For I know the plans I have for you, declares the Lord, plans for welfare and not for evil, to give you a future and a hope. Jeremiah 29:11
There is no way to describe what I was feeling for the first time in my life. It was a dark feeling. It was a helpless and hopeless feeling. Yes, the heavy pressing of guilt was there, too. For a few seconds or moments, I can’t say how long, I was paralyzed and what to do next would not come to me.
I had just witnessed from a distance of only a few steps the cruel and painful death of my friend and buddy, Barney. Only a few minutes before he’d been bouncing around my feet, wildly wagging his tail, panting with a playful smile not possible on a human face. As the car sped away Barney’s body lay lifeless; nothing left but a warm, mangled clump of fir crumpled up on cold asphalt.
Who can say what circumstances come together to make the pain of losing a pet so hard? In my case, there had been two special dogs in my life before Barney came along. Letting go of Blackie and Moog had its challenges for sure, but the end for them came with some warning. So, even though “that feeling” bubbled up with each good-bye to every pet, nothing would reach the depths of the tragedy of the day Barney died on the street in front of my house.
Although Blackie was not my first pet dog, he came along at an age where my memories are much more solid than those of others before him. He was a black and white Cocker Spaniel with long, curly hair and, of course, those typical and smelly ears.
I grew up in a middle class neighborhood in Decatur, AL, at a time when all the kids played outdoors every day, no matter the weather. As a puppy, Blackie gained some notoriety by getting his picture in the local newspaper. The black and white picture included, in addition to Blackie, my little brother, our pet rabbit and me as we fed them both in the same bowl. Just a few short days later we discovered furry rabbit parts scattered all over the backyard. The only evidence left of Blackie’s latest meal.
Our house sat on a small lot bordered on each side by neighbors, a street in the front and a gravel alley on the backside. Blackie’s dog house sat along the edge of a fenced area near the alley. There were huge sweet gum trees all around giving him plenty of shade during hot summer days, and he happily enjoyed daily meals, fresh water and time out in the yard with us.
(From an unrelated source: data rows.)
PR #176, opened 2019-10-14
Fix for the build error

PhilStollery:
Sorry I didn't see a bug fix branch - so fixed in main. 

Error: 

Building bsondump...
# github.com/mongodb/mongo-tools/vendor/github.com/mongodb/mongo-tools-common/db
vendor/github.com/mongodb/mongo-tools-common/db/db.go:204:20: crt.Subject.String undefined (type pkix.Name has no field or method String)
Error building bsondump

I'm getting a build error - this fixes it because crt.Subject is an enum pkix.Name, so just returning CommonName

### DIFF
--- a/vendor/github.com/mongodb/mongo-tools-common/db/db.go
+++ b/vendor/github.com/mongodb/mongo-tools-common/db/db.go
@@ -201,7 +201,7 @@ func addClientCertFromFile(cfg *tls.Config, clientFile, keyPasswd string) (strin
 		return "", err
 	}
 
-	return crt.Subject.CommonName, nil
+	return crt.ToRDNSequence().String(), nil
 }
 
 // addCACertFromFile adds a root CA certificate to the configuration given a path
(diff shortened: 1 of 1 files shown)


PhilStollery:
> Hi, Phil. The `String` method was added in Go 1.10 (see [release notes](https://golang.org/doc/go1.10#crypto/x509/pkix)). Is there a reason you need to build with an unsupported version of Go?

I'm working on Azure using their cloud shell, need to build the mongo tools. But in the cloud shell they only go up to go1.9. 

There is no way to upgrade go in the shell, we don't have the permissions.

tfogo:
Hi Phil, I'm going through our old PRs to try to resolve them. 

To solve this we would have to maintain our own version of [`RDNSequence.String()`](https://golang.org/src/crypto/x509/pkix/pkix.go?s=6036:6065#L40). We don't want to have to maintain a separate copy of this for an older version of Go. We no longer test the tools with Go 1.9 and the Go team stopped supporting 1.9 in 2018.

We have updated the README as part of #270 so we no longer say we support 1.9.

Sorry I don't have better news here. Thank you for opening the PR, but I'm going to close it now.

Over time a terrible problem developed for Blackie and our family. It was no fault of his. Our neighborhood was blessed with a preponderance of young, restless boys constantly searching for entertainment. A penned up Cocker Spaniel near the alley turned out to be an irresistible target of ridicule and taunting. As the days and weeks passed by, Blackie’s response became more and more vicious. Changes in his personality led to great concern in my parents’ minds about who he might bite if the opportunity ever arose. Mom and Dad’s story to my brother and me almost convinced us that Blackie had found a new home. One with a nice family who lived way out in the country somewhere and that he was now a much happier dog. I never knew any different, and I never pressed them for more explanation.
Moog was a mostly black, medium-size mixed breed dog who just showed up at our house one day and decided to hang around. Moog got his name from some sort of book I was reading at the time, so my attachment to him melded quickly and deeply. He was around long enough to learn a few tricks and it seemed to me, to develop a growing degree of loyalty. It was a sad day for me when Moog’s rightful owner spotted him and me in the front yard. Of course, when I saw the delight in both Moog and his owner, the only option was to try to be happy about their reunion. It took me a long time to reconcile it all emotionally.
I have no doubt that lots of people have similar stories to tell about the highs and lows of bonding with a pet. So it’s not the stories themselves that prompted me to write about them. Their significance lies in the parts they played in my finding my way to my calling in life. I had not even the remotest idea at the time my calling would be to veterinary medicine. The truth is, at the time I couldn’t tell you the difference between a veterinarian and a dogcatcher! I guess I thought that because I’d seen dogcatchers, but not a veterinarian.
Nothing happens in life without a reason. The joys and sadness I experienced as a result of bonding with animals served as a hidden foundation for the future. Unknown to me, countless times would come when a fellow pet owner needed empathy more than anything else, as I stood with them and their pets in good times and in bad times. Experiences during my early years with the human-animal bond, I believe, occurred because of the One who knew His plan for me.